(WHAT IS BEING ASKED)
Below, find each line holding "opened" and state how many there are, using the number alone.

[Records drawn from a dataset]
BEGIN
PR #1367, opened 2025-09-23
refactor(tests): Replace try/catch with expected failure in test code

sogladev:
This is the only remaining pattern I could find that uses AssertJ

- Progresses #564


kthoms (approved):

kthoms:
There are MANY more usages of this pattern using `org.assertj.core.api.Assertions#fail(java.lang.String)` in the code.

Anyway, this change can be already accepted.

Issue #1353, opened 2025-09-22
Streamline usage of jetty-maven-plugin


kthoms:
**What is the issue?**

The root `pom.xml` declares 2 different `jetty-maven-plugin` plugins:

```
        <plugin>
          <groupId>org.mortbay.jetty</groupId>
          <artifactId>jetty-maven-plugin</artifactId>
          <version>8.1.16.v20140903</version>
        </plugin>
        <plugin>
          <groupId>org.eclipse.jetty</groupId>
          <artifactId>jetty-maven-plugin</artifactId>
          <version>${version.jetty}</version>
        </plugin>
```

The plugin with group `org.mortbay.jetty` is outdated. Instead, only `org.eclipse.jetty:jetty-maven-plugin` should be used. The property `${version.jetty}` is unbound in the root `pom.xml`. The current version of the plugin is [`11.0.26`](https://central.sonatype.com/artifact/org.eclipse.jetty/jetty-maven-plugin).

**What needs to be done?**

- `/pom.xml`
  - Remove the plugin `org.mortbay.jetty:jetty-maven-plugin`
  - Replace `${version.jetty}` with `11.0.26`
- Search for `<groupId>org.mortbay.jetty</groupId>`, replace by `<groupId>org.eclipse.jetty</groupId>`
- Check if the plugin configuration if it needs adjustment

**Verify**
```
.devenv/scripts/build/build-and-run-integration-tests.sh --testsuite=webapps
```

**Contribution**

If you want to work on this task, just state it in a comment. You don't have to wait until the task is assigned to you.
First come, first serve! Avoid starting work on this task when someone else has already claimed it.
Please start soon with the task when you signaled that you want to work on it and be responsive to questions or feedback.
We also do our best to review and merge your PR in a timely manner.

Are you a first-time contributor? We are happy to see you here! 
Just state in a comment of your PR "I confirm that my contribution and following ones comply with the [Apache License 2.0](https://www.apache.org/licenses/LICENSE-2.0) 
and the [Code of Conduct](https://github.com/operaton/operaton/blob/main/CODE_OF_CONDUCT.md).
Consider adding a star ⭐️ to the [repository](https://github.com/operaton/operaton) if you like it, we appreciate that.

Contributors will be added to the release notes of the next release.

sgorski00:
I will send PR in a while.

kthoms:
Thank you @sgorski00 for resolving the task

PR #1368, opened 2025-09-23
fix: remove unnecessary jetty plugin

sgorski00:
fix: remove unnecessary jetty plugin

- remove unnecessary jetty plugin
- replaced use of mortbay maven-jetty-plugin to eclipse maven-jetty-plugin
- fixed version of eclipse maven-jetty-plugin

related to #1353


kthoms:
closes #1353

PR #1382, opened 2025-09-25
fix(queryAPI): correct TenantQueryProperty class visibility. Replaced `GROUP_ID` with `TENANT_ID` for consistency.

hauptmedia:
The keycloak plugin needs to be able to access to the `TenantQueryProperty` class, like it does with the `GroupQueryProperty` class. I also noticed that the TENANT_ID was erroneously named GROUP_ID in `TenantQueryProperty` which seems to be a copy & paste fail when it was initially created.


kthoms (approved):
LGTM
END
(RESPONSE)
4